O Brasil organizara o Campeonato Mundial de Futebol de 1950 para o vencer. Construíra-se o maior estádio do Mundo, o Maracanã no Rio de Janeiro, com uma lotação oficial de 155.250 espectadores, para que ele fosse o palco de tal consagração. E, desde o início da competição, a 24 de Junho, tudo parecia estar a correr de feição para os anfitriões, que sempre se haviam considerado uma nação de bons de bola. Bem para o Brasil e mal para alguns dos seus rivais mais exuberantes, como a Itália, que se sagrara bicampeã Mundial em 1934 e 1938, ou a Inglaterra, que, porque inventara o jogo, se julgava dona dele; uma e outra selecções já tinham ido para casa, eliminadas, passear a sua (falta de) categoria. Em contrapartida, a selecção brasileira ia acumulando goleadas. Por uma vez, a fase final para apuramento do campeão foi organizada em esquema de campeonato, em que todos os quatro semifinalistas se encontravam entre si. O Brasil despachara a Suécia por 7-1 e a Espanha por 6-1. Em contraste, o Uruguai, que neste último jogo era a única equipa em condições de roubar o título aos brasileiros, empatara com a Espanha 2-2 e vencera tangencialmente a Suécia por 3-2. Mas, para o fazer, precisava imperativamente de ganhar o jogo; em caso de empate, o Brasil sagrar-se-ia campeão. Com tudo a favorecer, no Rio de Janeiro, por todo o Brasil, era a festa antecipada. Com aquela habilidade bem brasileira de dar um jeitinho e apesar da lotação oficial, os dados oficiais dão uma presença de 199.854 pessoas no estádio do Maracanã nesse dia 16 de Julho de 1950 - há precisamente 70 anos. E depois, foi o jogo, a bola é redonda e jogam onze de cada lado. O Uruguai não deixou o Brasil partir para a goleada, embora os brasileiros ainda tivessem marcado um golo, mas já na segunda parte. Depois, em menos de 15 minutos, os uruguaios deram a volta ao resultado, à frente dos 200 mil brasileiros que tinham lá ido para ver uma coisa completamente diferente.

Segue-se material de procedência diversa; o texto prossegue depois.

PR #1075, opened 2022-08-09
Update SimCore to v1.0.0

### LINKED ISSUE #1045: Examples/documentation fails to set runNumber correctly
Not entirely sure where to place this issue, it touches multiple repositories although perhaps 
primarily https://github.com/LDMX-Software/ldmx-software.github.io

When working with some of the simulation samples that were produced for the
prototype testrun, <https://github.com/PeterGy> noticed that the samples that were
supposed to have different runNumbers didn&rsquo;t. As it turns out, several parts of
the documentation/examples are telling you to set runNumbers with something like
the following

    sim = simulator.simulator('...')
    sim.runNumber = 1

I&rsquo;m assuming this was how things were done before but as far as I can tell, this
is supposed to be done with the process object instead. Since LDMX-sw currently
has no way to warn you if you provide an argument that isn&rsquo;t used, this ends up
with setting the run number to the default for every run.

I know that we aren&rsquo;t the only ones that have ran into trouble with runNumbers
not being set so it might be a good idea to have a dedicated warning in SimCore
at least as long as there is no way for LDMX-sw to warn for unused parameters as
a whole.

There are both some uses of this in some of our examples and test code, but the
primary problem is the website which most people, new or old, will look to when
they want to figure out how to configure ldmx-sw.

I think this is a rather urgent thing to fix because mistakes can cost us quite
a lot. I am willing to go through both the website and the sources for all the
occasions where we are currently doing this. Personally, I think it would also
be useful to add a dedicated warning for this in SimCore. If other people agree,
I can implement that as well.

tomeichlersmith:

This follows some big technical updates to SimCore _which are not expected to change the physics output_.

## Check List
  - I used the tree-diff executable from [root-diff](https://github.com/tomeichlersmith/root-diff) to verify that the output of the SimCore and Biasing test configs are the same as what is produced on `trunk` on a bit-by-bit level (with the exception of the timestamps and the incident ID contribs for the TriggerPad and Target sim hits).
  - Simply moving SimCore up to its latest release. If a bug is found, a patch release will be made.

### DIFF
--- a/Biasing/python/ecal.py
+++ b/Biasing/python/ecal.py
@@ -51,7 +51,6 @@ def photo_nuclear( detector, generator ) :
     sim.setDetector( detector , True )
     
     # Set run parameters
-    sim.runNumber = 0
     sim.description = "ECal photo-nuclear, xsec bias 450"
     sim.beamSpotSmear = [20., 80., 0.] #mm
     
--- a/Biasing/python/target.py
+++ b/Biasing/python/target.py
@@ -45,7 +45,6 @@ def electro_nuclear( detector, generator ) :
     sim.setDetector( detector , True )
 
     # Set run parameters
-    sim.runNumber = 0
     sim.description = "Target electron-nuclear, xsec bias 1e8"
     sim.beamSpotSmear = [20., 80., 0.] #mm
 
@@ -101,7 +100,6 @@ def photo_nuclear( detector, generator ) :
     sim.setDetector( detector , True )
 
     # Set run parameters
-    sim.runNumber = 0
     sim.description = "ECal photo-nuclear, xsec bias 450"
     sim.beamSpotSmear = [20., 80., 0.]
 
@@ -157,7 +155,6 @@ def gamma_mumu( detector, generator ) :
     sim.setDetector( detector , True )
 
     # Set run parameters
-    sim.runNumber = 0
     sim.description = "gamma -> mu+ mu-, xsec bias 10e9"
     sim.beamSpotSmear = [20., 80., 0.]
 
--- a/Biasing/src/Biasing/Utility/DecayChildrenKeeper.cxx
+++ b/Biasing/src/Biasing/Utility/DecayChildrenKeeper.cxx
@@ -10,7 +10,6 @@
 /*   SimCore   */
 /*~~~~~~~~~~~~~*/
 #include "SimCore/UserTrackInformation.h"
-#include "SimCore/UserTrackingAction.h"
 
 namespace biasing {
 namespace utility {
@@ -24,8 +23,7 @@ DecayChildrenKeeper::DecayChildrenKeeper(const std::string& name,
 DecayChildrenKeeper::~DecayChildrenKeeper() {}
 
 void DecayChildrenKeeper::PostUserTrackingAction(const G4Track* track) {
-  const auto& particle_map{
-    simcore::UserTrackingAction::getUserTrackingAction()->getTrackMap()->getParticleMap()};
+  const auto& particle_map{getCurrentParticleMap()};
   if (particle_map.find(track->GetParentID()) != particle_map.end()) {
     const int& parent_pdg{particle_map.at(track->GetParentID()).getPdgID()};
     for (const int& parent : parents_) {
--- a/Biasing/test/ecal_db.py
+++ b/Biasing/test/ecal_db.py
@@ -3,6 +3,7 @@ p = ldmxcfg.Process('ecal_db')
 from LDMX.Biasing import eat
 from LDMX.SimCore import makePath
 from LDMX.Ecal import EcalGeometry
+from LDMX.Hcal import HcalGeometry
 p.sequence = [
     eat.dark_brem( 
         10., #MeV - mass of A'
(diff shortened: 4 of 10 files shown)


tomeichlersmith:
The Basic Tests failed due to the Hcal subsystem setting the run number in-appropriately in its test configs:
```
6/7 Test #6: Hcal .............................***Failed    8.90 sec
Filters: [Hcal]

~~~~~~~~~~~~~~~~~~~~~~~~~~~~~~~~~~~~~~~~~~~~~~~~~~~~~~~~~~~~~~~~~~~~~~~~~~~~~~~
run_test is a Catch v2.13.0 host application.
Run with -? for options

-------------------------------------------------------------------------------
Hcal Geometry test
-------------------------------------------------------------------------------
/export/scratch/users/eichl008/ldmx/ldmx-sw/Hcal/test/HcalGeometryTest.cxx:101
...............................................................................

/export/scratch/users/eichl008/ldmx/ldmx-sw/Hcal/test/HcalGeometryTest.cxx:108: FAILED:
  REQUIRE_NOTHROW( p = cfg.makeProcess() )
due to unexpected exception with message:
  Remove old-style of setting the simulation run number (sim.runNumber).
  Replace with using the Process object (p.run).

===============================================================================
test cases:    2 |    1 passed | 1 failed
assertions: 6002 | 6001 passed | 1 failed
```
Updating `Hcal/test/hcal_geometry_test_config.py` as below resolved the issue locally. The other PR validation tests are failing for similar reasons.

```diff
diff --git a/test/hcal_geometry_test_config.py b/test/hcal_geometry_test_config.py
index 9babf83..0541563 100644
--- a/test/hcal_geometry_test_config.py
+++ b/test/hcal_geometry_test_config.py
@@ -3,6 +3,9 @@ from LDMX.Framework import ldmxcfg
 # Create a process
 p = ldmxcfg.Process( 'test_hcal_geometry' )
 
+# run number (and random seed)
+p.run = 1
+
 # Set the maximum number of events
 p.maxEvents = 1
 
@@ -32,7 +35,6 @@ from LDMX.SimCore import generators
 
 sim = simulator.simulator("single_neutron")
 sim.setDetector( 'ldmx-det-v12' , True )
-sim.runNumber = 0
 sim.description = "HCal muon"
 sim.beamSpotSmear = [20., 80., 0.] #mm
```

EinarElen (approved):

tomeichlersmith:
The two PR validation tests failed for different reasons.

## it_pileup
The `it_pileup` test failed because the DQM tests plotting the incident IDs were different. This was expected and not (too) concerning.
```
List of Plots Failing KS Test
  sim_dqm_sim_dqm_TriggerPadDownSimHitsOverlay.incidents.pdf
  sim_dqm_sim_dqm_TriggerPadUpSimHitsOverlay.incidents.pdf
  sim_dqm_sim_dqm_TargetSimHitsOverlay.incidents.pdf
  sim_dqm_sim_dqm_TriggerPadTaggerSimHitsOverlay.incidents.pdf
```
[sim_dqm_sim_dqm_TriggerPadTaggerSimHitsOverlay.incidents.pdf](https://github.com/LDMX-Software/ldmx-sw/files/9300751/sim_dqm_sim_dqm_TriggerPadTaggerSimHitsOverlay.incidents.pdf)
[sim_dqm_sim_dqm_TargetSimHitsOverlay.incidents.pdf](https://github.com/LDMX-Software/ldmx-sw/files/9300752/sim_dqm_sim_dqm_TargetSimHitsOverlay.incidents.pdf)
[sim_dqm_sim_dqm_TriggerPadUpSimHitsOverlay.incidents.pdf](https://github.com/LDMX-Software/ldmx-sw/files/9300753/sim_dqm_sim_dqm_TriggerPadUpSimHitsOverlay.incidents.pdf)
[sim_dqm_sim_dqm_TriggerPadDownSimHitsOverlay.incidents.pdf](https://github.com/LDMX-Software/ldmx-sw/files/9300754/sim_dqm_sim_dqm_TriggerPadDownSimHitsOverlay.incidents.pdf)

## inclusive
More concerning is the `inclusive` test which failed _during the run_ due to a missing event product. More investigation to come.

```
// -- snip --
    [ ElectronCounter ] 4 : Attemping to use non-existing input collection TriggerPadTracks_ to count electrons! Exiting.
   [ fire ] 4 : [ProductNotFound] : No product found for name 'TriggerPadUpClusters'
    at /home/runner/work/ldmx-sw/ldmx-sw/Framework/include/Framework/Event.h:267 in getObject
  Stack trace: 
      0 std::vector<ldmx::TrigScintCluster, std::allocator<ldmx::TrigScintCluster> > const& framework::Event::getObject<std::vector<ldmx::TrigScintCluster, std::allocator<ldmx::TrigScintCluster> > >(std::__cxx11::basic_string<char, std::char_traits<char>, std::allocator<char> > const&, std::__cxx11::basic_string<char, std::char_traits<char>, std::allocator<char> > const&) const + 5890 
      1 dqm::TrigScintClusterDQM::analyze(framework::Event const&) + 63 
      2 framework::Process::process(int, framework::Event&) const + 100 
      3 framework::Process::run() + 8356 
      4 main + 509 addr2line: 'fire': No such file

// -- ROOT seg faulting --
```

tomeichlersmith:
I was able to run the `inclusive` test locally, so I am just re-running them. There could have easily been some other sort of interruption during processing that caused some funkiness, but we will see.

_Update_: The running of `inclusive` locally produced a perfect match between the golden and generated histograms. I will post another update when the GitHub tests complete.

tomeichlersmith:
With `inclusive` now passing after no changes (must have just been some weird provider stuff) and `it_pileup` failing on the same four plots as last time, I am merging this in.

O 75º ANIVERSÁRIO DO ENSAIO DO PRIMEIRO ENGENHO NUCLEAR EM ALAMOGORDO

16 de Julho de 1945. Pelas 05H30 da madrugada locais, em Alamogordo no Novo México, tem lugar o ensaio do primeiro engenho nuclear. Ao teste deu-se o nome de código de Trindade (Trinity) e foi um sucesso: o dispositivo detonou como antecipado, tendo a potência da explosão alcançado um efeito equivalente ao de 19 mil toneladas de um explosivo convencional (como o TNT). A partir daí todas as detonações nucleares passaram a ser avaliadas tendo como referência essa escala do efeito destruidor do TNT. Assistiram ao ensaio cerca de 260 pessoas entre cientistas e militares que estavam colocados a não menos de 9 km do local da explosão. Sentiram-se os efeitos desta a mais de 150 km dali e a nuvem em forma de cogumelo (desconhecida até então) atingiu a altitude de 12 km, mas as autoridades haviam forjado de antemão uma explicação associada à detonação por acidente de um enorme paiol de munições. Por outro lado, o local fora também escolhido por causa da ausência de população - a densidade populacional média do estado do Novo México era, à época, de apenas 1,6 habitantes por km². O presidente Harry Truman estava então na Europa, em Berlim, quando foi informado do sucesso do teste. Os Estados Unidos dispunham de mais dois engenhos do género, embora distintos no processo de funcionamento.